In mammalian cells, nutrients and growth factors signal through an array of upstream proteins to regulate the mTORC1 growth control pathway. Because the full complement of these proteins has not been systematically identified, we developed a FACS-based CRISPR-Cas9 genetic screening strategy to pinpoint genes that regulate mTORC1 activity. Along with almost all known positive components of the mTORC1 pathway, we identified many genes that impact mTORC1 activity, including DCAF7, CSNK2B, SRSF2, IRS4, CCDC43, and HSD17B10. Using the genome-wide screening data, we generated a focused sublibrary containing single guide RNAs (sgRNAs) targeting hundreds of genes and carried out epistasis screens in cells lacking nutrient- and stress-responsive mTORC1 modulators, including GATOR1, AMPK, GCN2, and ATF4. From these data, we pinpointed mitochondrial function as a particularly important input into mTORC1 signaling. While it is well appreciated that mitochondria signal to mTORC1, the mechanisms are not completely clear.

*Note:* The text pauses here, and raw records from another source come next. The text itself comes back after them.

PR #1308, opened 2022-10-19
[LLVM 15] Make check-all invoke check-flang again

bryanpkc:
D121838 introduced a new macro for adding lit test suites to an umbrella test suite (e.g. "check-all"). It updated clang/CMakeLists.txt to change how "check-clang" is added to "check-all". This patch applies a similar transformation to Classic Flang's CMakeLists.txt, but retains the original code path so that the code still works for release_14x and older branches. Without this patch, when building Classic Flang with LLVM 15, running "make check-all" would have no effect (it does not invoke "make check-flang").

### DIFF
--- a/.github/workflows/build_flang.yml
+++ b/.github/workflows/build_flang.yml
@@ -86,7 +86,7 @@ jobs:
       - name: Build and install flang & libpgmath
         run: |
           ${{ env.install_prefix }}/bin/clang --version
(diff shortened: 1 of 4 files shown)


pawosm-arm (approved):

bryanpkc:
@pawosm-arm  I added a CI-only patch to this PR; hope that's okay with you.

pawosm-arm:
> @pawosm-arm I added a CI-only patch to this PR; hope that's okay with you.

Yup, my approval still holds.

PR #1311, opened 2022-10-24
[LLVM 15][libpgmath] Fix -Wimplicit-function-declaration

kenjiang67:
Some functions in fltfenv.c were not being properly declared, causing a -Wimplicit-function-declaration warning, which is now an error. This commit updates the CMakeLists file to fix this issue.


bryanpkc (approved):
LGTM. The CI job shows that the `-Wimplicit-function-declaration` warnings have indeed disappeared with this fix.

pawosm-arm:
We were adding `-D_GNU_SOURCE` as extra CFLAGS passed to CMake for a very long time. It saves the problem with missing declarations, but creates tons of warnings on `_GNU_SOURCE` re-declarations, which we just simply ignore. Did you happen to observe those warnings after applying this patch?

bryanpkc:
@pawosm-arm The AArch64 CI job doesn't seem to show any problem like that, but in the X86 CI job, there are warnings of this form, even before this PR:
```
/home/runner/work/flang/flang/runtime/libpgmath/lib/x86_64/math_tables/mth_acosdefs.h:86:38: warning: incompatible redeclaration of library function 'cacosf' [-Wincompatible-library-redeclaration]
```

pawosm-arm (approved):
Ok, this seems to be straight to the point fix.

bryanpkc:
@shivaramaarao  Does this look okay to you?

PR #1313, opened 2022-10-27
[workflows] Build and test master branch with release_15x only

bryanpkc:
As discussed at the 2022/11/02 call, going forward the `master` branch will only
support opaque pointer IR, while the `legacy` branch will continue to support
legacy IR with older classic-flang-llvm-project release branches.


bryanpkc:
The CI jobs look okay to me.

pawosm-arm (approved):
Radical step. I'm ok with that, but I'd rather see the others to have their say too.

shivaramaarao (approved):

PR #1316, opened 2022-10-31
[workflows] Add build script options to allow customization

bryanpkc:
This patch adds the `-b` option to `build-flang.sh` which lets the user specify an alternate location for the build directories of libpgmath and flang (both will be placed under the same build prefix), and the `-x` option which lets the user specify additional CMake options when configuring flang.

### DIFF
--- a/build-flang.sh
+++ b/build-flang.sh
@@ -6,10 +6,12 @@ OPTIND=1         # Reset in case getopts has been used previously in the shell.
 # Initialize our own variables:
 TARGET="X86"
 BUILD_TYPE="Release"
+BUILD_PREFIX="./build"
 INSTALL_PREFIX="/usr/local"
 NPROC=1
 USE_CCACHE="0"
 USE_SUDO="0"
+EXTRA_CMAKE_OPTS=""
 VERBOSE=""
 
 set -e # Exit the script on first error.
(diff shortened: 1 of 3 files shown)


build-flang.sh
```diff
@@ -60,13 +66,22 @@ if [ $USE_CCACHE == "1" ]; then
...
 fi
 
-# Build and install libpgmath
-cd runtime/libpgmath
-mkdir -p build && cd build
+if [ -n "$EXTRA_CMAKE_OPTS" ]; then
+  CMAKE_OPTIONS="$CMAKE_OPTIONS $EXTRA_CMAKE_OPTS"
+fi
+
+# Assume the script is run where it is located.
```
pawosm-arm, line 73: Not sure about this assumption. Also this patch removes `cd` instructions. How this script should be executed? Was there a valid usage scenario agreed?

bryanpkc: The `cd` command on line 64 in the original version of the script had made the assumption; I just made it more explicit. The script always had to be run as `./build-flang.sh`, in the project root.

It's possible to make the script PWD-independent, but that is not in scope for this PR.

pawosm-arm (approved):

shivaramaarao (approved):

PR #1326, opened 2022-11-11
win: Disable QUADFP build in libpgmath for Windows on ARM

kaadam:
Basically QUADFP is disabled in Flang on Windows on ARM, so this setting should be applied in libpgmath as well until we make sure about it supported corretly.

### DIFF
--- a/runtime/libpgmath/CMakeLists.txt
+++ b/runtime/libpgmath/CMakeLists.txt
@@ -63,7 +63,7 @@ if(${LIBPGMATH_SYSTEM_PROCESSOR} MATCHES "aarch64" AND NOT ${LIBPGMATH_WITH_GENE
   else()
     message(STATUS "Libpgmath CPU target explicitly set to ${LLVM_FLANG_CPU_TARGET}")
   endif()
-  if(FLANG_ENABLE_QUADFP)
+  if(FLANG_ENABLE_QUADFP AND NOT ("${LIBPGMATH_SYSTEM_NAME}" STREQUAL "Windows"))
     add_definitions(-DTARGET_SUPPORTS_QUADFP)
     set(TARGET_SUPPORTS_QUADFP True)
   endif()


runtime/libpgmath/CMakeLists.txt
```diff
@@ -63,7 +63,7 @@ if(${LIBPGMATH_SYSTEM_PROCESSOR} MATCHES "aarch64" AND NOT ${LIBPGMATH_WITH_GENE
   else()
     message(STATUS "Libpgmath CPU target explicitly set to ${LLVM_FLANG_CPU_TARGET}")
   endif()
-  if(FLANG_ENABLE_QUADFP)
+  if(FLANG_ENABLE_QUADFP AND NOT ${TARGET_OS} STREQUAL "Windows")
```
pawosm-arm, line 66: Arm test cases are now failing in precommit. Could it be that this logic has caused that? Maybe it should be put into parentheses, e.g. `((FLANG_ENABLE_QUADFP) AND NOT (${TARGET_OS} STREQUAL "Windows"))`

kaadam: Thanks for your comment. Hope I will work for now. That was my fault, I should have used LIBPGMATH_SYSTEM_PROCESSOR instead of TARGET_OS.

pawosm-arm: NB why this variable is named `LIBPGMATH_SYSTEM_PROCESSOR`? It's so confusing, if it summarizes CPU and OS, it should be named simply `LIBPGMATH_PLATFORM`.

pawosm-arm: nah, I looked into other parts of pgmath and found this:
```
elseif(${LIBPGMATH_SYSTEM_NAME} MATCHES "Windows")
```
I guess you should have used `(${LIBPGMATH_SYSTEM_NAME} MATCHES "Windows")` instead...

pawosm-arm (approved):

bryanpkc (approved):
LGTM

PR #1332, opened 2022-11-23
[workflow] Fix push workflow in build_flang_arm64.yml (legacy branch)

bryanpkc:
`build_flang_arm64.yml` has custom code for cloning the repository, since the workflow runs in a container on a hosted runner. The workflow needs to be given an explicit branch name to check out, otherwise it would always checkout the `master` branch. This patch adds back the missing branch name to fix a push workflow issue on the `legacy` branch, and also shuffles the steps slightly (NFC) to make `build_flang.yml` and `build_flang_arm64.yml` more similar.

### DIFF
--- a/.github/workflows/build_flang.yml
+++ b/.github/workflows/build_flang.yml
@@ -39,6 +39,10 @@ jobs:
           cmake --version
           make --version
 
+      # gcc11 and g++11 are needed to install llvm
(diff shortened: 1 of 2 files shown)


pawosm-arm (approved):
Not much of my experience in the area, but the changed lines themselves look reasonable.

bryanpkc:
Merging CI-only PR with one approval.

PR #4, opened 2021-06-28
Fixes for some memory leaks

samuel-lee-msft:
+ In sc_ossl_rsa_finish free exdata if it is non-NULL
  + And do not dereference exdata if it is NULL
+ In ECC, do not initialize exdata until we know we will definitely be
  using it (and not falling back to default implementation)
  + Rather than using the curve to determine whether to free exdata
    members, use the initialized field
  + Always free the exdata if it is non-NULL
+ Also in ECDSA, handle DER encoded ECDSA signatures for P192 and P224

### DIFF
--- a/SymCryptEngine/src/sc_ossl_ecc.c
+++ b/SymCryptEngine/src/sc_ossl_ecc.c
@@ -27,12 +27,6 @@ typedef int (*PFN_eckey_verify)(
 typedef int (*PFN_eckey_verify_sig)(
                             const unsigned char* dgst, int dgst_len,
                             const ECDSA_SIG* sig, EC_KEY* eckey);
-typedef int (*PFN_eckey_init)(EC_KEY *key);
-typedef void (*PFN_eckey_finish)(EC_KEY *key);
-typedef int (*PFN_eckey_copy)(EC_KEY *dest, const EC_KEY *src);
-typedef int (*PFN_eckey_set_group)(EC_KEY *key, const EC_GROUP *grp);
-typedef int (*PFN_eckey_set_private)(EC_KEY *key, const BIGNUM *priv_key);
-typedef int (*PFN_eckey_set_public)(EC_KEY *key, const EC_POINT *pub_key);
 
 typedef int (*PFN_eckey_keygen)(EC_KEY *key);
 typedef int (*PFN_eckey_compute_key)(unsigned char **psec,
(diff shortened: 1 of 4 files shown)


SymCryptEngine/src/sc_ossl_ecc.c
```diff
@@ -748,8 +698,21 @@ int sc_ossl_get_context_ex(EC_KEY* eckey, SC_OSSL_ECC_KEY_CONTEXT** ppKeyCtx, BO
...
-        SC_OSSL_LOG_ERROR("SymCrypt Context Not Found.");
-        return SC_OSSL_ECC_GET_CONTEXT_ERROR;
+        SC_OSSL_ECC_KEY_CONTEXT *keyCtx = OPENSSL_zalloc(sizeof(*keyCtx));
+        if( !keyCtx )
+        {
+            SC_OSSL_LOG_ERROR("OPENSSL_zalloc failed");
+            return SC_OSSL_ECC_GET_CONTEXT_ERROR;
+        }
+
+        if( EC_KEY_set_ex_data(eckey, eckey_sc_ossl_idx, keyCtx) == 0)
```
mlindgren, line 708: >if( EC_KEY_set_ex_data(eckey, eckey_sc_ossl_idx, keyCtx) == 0) [](http://example.com/codeflow?start=8&length=62)

> All functions with a TYPE of DH, DSA, RSA and EC_KEY are deprecated. Applications should instead use EVP_PKEY_set_ex_data(), EVP_PKEY_get_ex_data() and EVP_PKEY_get_ex_new_index().

Just confirming: it's a known issue that we don't implement the EVP interface for ECC, making this required for now, right?

mlindgren (approved):
:shipit:

SymCryptEngine/src/sc_ossl_ecc.c
samuel-lee-msft: Correct - we should move the RSA and ECC support to the EVP layer going forward, but for now we rely on the deprecated lower level APIs (which are still available in 1.1.1)

SymCryptEngine/src/sc_ossl_ecc.c
```diff
@@ -748,8 +698,21 @@ int sc_ossl_get_context_ex(EC_KEY* eckey, SC_OSSL_ECC_KEY_CONTEXT** ppKeyCtx, BO
 
     if( *ppKeyCtx == NULL )
     {
-        SC_OSSL_LOG_ERROR("SymCrypt Context Not Found.");
-        return SC_OSSL_ECC_GET_CONTEXT_ERROR;
+        SC_OSSL_ECC_KEY_CONTEXT *keyCtx = OPENSSL_zalloc(sizeof(*keyCtx));
```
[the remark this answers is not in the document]
samuel-lee-msft: This is used elsewhere in the engine code already. I was also on the fence about whether it is clearer to use `sizeof(SC_OSSL_ECC_KEY_CONTEXT)` - but it seems very readable to me. I think we should ensure we are consistent about how we do this in the engine.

We find that the kinases AMPK and HRI signal, with varying kinetics, mitochondrial distress to mTORC1, and that HRI acts through the ATF4-dependent up-regulation of both Sestrin2 and Redd1. Loss of both AMPK and HRI is sufficient to render mTORC1 signaling largely resistant to mitochondrial dysfunction induced by the ATP synthase inhibitor oligomycin as well as the electron transport chain inhibitors piericidin and antimycin. Taken together, our data reveal a catalog of genes that impact the mTORC1 pathway and clarify the multifaceted ways in which mTORC1 senses mitochondrial dysfunction.

在哺乳动物细胞中，营养物质和生长因子通过一系列上游蛋白质发出信号来调节 mTORC1 生长控制途径。由于这些蛋白质的完整互补体尚未得到系统鉴定，我们开发了一种基于 FACS 的 CRISPR-Cas9 遗传筛选策略，以查明调节 mTORC1 活性的基因。除了 mTORC1 通路中几乎所有已知的阳性成分之外，我们还鉴定了许多影响 mTORC1 活性的基因，包括DCAF7 、 CSNK2B 、 SRSF2 、 IRS4 、 CCDC43和HSD17B10 。利用全基因组筛选数据，我们生成了一个包含针对数百个基因的单向导 RNA (sgRNA) 的重点子文库，并在缺乏营养和应激响应性 mTORC1 调节剂（包括 GATOR1、AMPK、GCN2 和 ATF4）的细胞中进行了上位筛选。 。从这些数据中，我们确定线粒体功能是 mTORC1 信号传导的一个特别重要的输入。虽然线粒体向 mTORC1 发出信号已得到广泛认可，但其机制尚不完全清楚。我们发现激酶 AMPK 和 HRI 信号以不同的动力学、mTORC1 的线粒体窘迫以及 HRI 通过 ATF4 依赖性上调 Sestrin2 和 Redd1 发挥作用。 AMPK 和 HRI 的缺失足以使 mTORC1 信号传导在很大程度上抵抗 ATP 合酶抑制剂寡霉素以及电子传递链抑制剂哌粉菌素和抗霉素诱导的线粒体功能障碍。总而言之，我们的数据揭示了影响 mTORC1 通路的基因目录，并阐明了 mTORC1 感知线粒体功能障碍的多方面方式。